Sunday, Jan. 08, 2012 6:06 p.m.

a year ago on Friday

On 1/6/11, a year ago on Friday, was the Day of the Test. I can't say that it was the day I found out I was pregnant, because even now, a whole year later, there was no part of that day that I felt or accepted being pregnant. It was simply the day the test strangely came up differently.

I sometimes wonder what it's like for perhaps the majority of women out there: they realize their period is late, nervously buy one of the expensive home pregnancy tests at the store (because they probably naively think that the expensive ones must be most accurate) pee on the stick, see two lines, and think "oh, I guess I'm pregnant". What is it like to be a normal woman and only take a pregnancy test when you know you already have a good chance of being pregnant and just need to confirm it?

I've probably literally (no exaggeration here folks) taken around 100-125 pregnancy tests in my life. Do you how many of them were stark white every single time?? Not just was there an absence of a second line - it was starkest of all whites. Nothing. Never. Up until 1/6/11 I didn't believe that my urine could ever produce a positive result. It had never happened before. And there had been dozens and dozens of tests attempted.

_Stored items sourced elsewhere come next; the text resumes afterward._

PR #11, opened 2026-02-20
CLI-18 Fix http vulnerabilities for loopback server

kirill-knize-sonarsource:


src/bootstrap/auth.ts
```diff
@@ -1,16 +1,22 @@
...
 
-const MIN_PORT = 64130;
-const MAX_PORT = 64140;
-const HTTP_STATUS_OK = 200;
 const PORT_TIMEOUT_MS = 50000;
+const HTTP_STATUS_OK = 200;
+const HTTP_STATUS_PAYLOAD_TOO_LARGE = 413;
+const TOKEN_DISPLAY_LENGTH = 20;
+const MAX_POST_BODY_BYTES = 4096;
+const SUCCESS_HTML_TITLE = 'SonarLint Authentication';
```
damien-urruty-sonarsource, line 16: So 2024 :)

src/bootstrap/auth.ts
```diff
@@ -307,10 +136,193 @@ function getSuccessHTML(): string {
...
+  // 4. Wait for user input
+  await waitForUserInput();
+
+  // 5. Open browser
+  await openBrowserWithFallback(authURL);
+
+  logger.info('\n   ⏳ Waiting for authorization (50 second timeout)...');
+  logger.debug(`Waiting for callback on http://127.0.0.1:${server.port}`);
+
+  // 6. Wait for token with timeout (50 seconds)
```
damien-urruty-sonarsource, line 298: I wanted to discuss with you about this point. I implemented the SQC frontend in the same way as for SQ-IDE, which means if the local server is not reachable, I fallback to showing the token and allow users to copy it, so they could paste it in the terminal. Do you think it's feasible to support this flow?

src/lib/loopback-server.ts
```diff
@@ -0,0 +1,210 @@
...
+ *
+ * @param onRequest - Handler function for incoming requests
+ * @param options - Optional configuration (e.g., port range)
+ * @returns Promise with port and close function
+ */
+export async function startLoopbackServer(
+  onRequest: RequestHandler,
+  options?: { portRange?: [number, number] }
+): Promise<LoopbackServerResult> {
+  const portRange: [number, number] = options?.portRange ?? [MIN_PORT, MAX_PORT];
```
damien-urruty-sonarsource, line 92: Here I think we could use a simpler approach, without a port range. The port range is useful for SQ-IDE because the SQC/SQS frontend scans the range to find the IDE. Here we don't have this need. We could start a webserver on a random port (let it be assigned automatically by the OS) and pass this port to the frontend.

damien-urruty-sonarsource (approved):
LGTM, a couple of questions or suggestions for improvement (can be handled separately)

src/bootstrap/auth.ts
kirill-knize-sonarsource: Ops. Fixed.

src/lib/loopback-server.ts
kirill-knize-sonarsource: Done.

src/bootstrap/auth.ts
kirill-knize-sonarsource: Yes, we need to support it, I've made the ticket
https://sonarsource.atlassian.net/browse/CLI-27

Soo...when, on 1/6/11, I saw that second line, was I elated and crying tears of joy??? Actually, no. I was just confused. I couldn't make positive results. Something had to be wrong with the test. When I took a second test, using a different brand, and saw a second line again - did I let my happiness sink in then? No, my confusion instead started turning to anger; I wanted to know who or what was playing a trick on me. When I pulled out a hidden-stashed digital test and it came back with the word "Pregnant", did I call K right up and tell him the good news? No. I started shaking. And bawling.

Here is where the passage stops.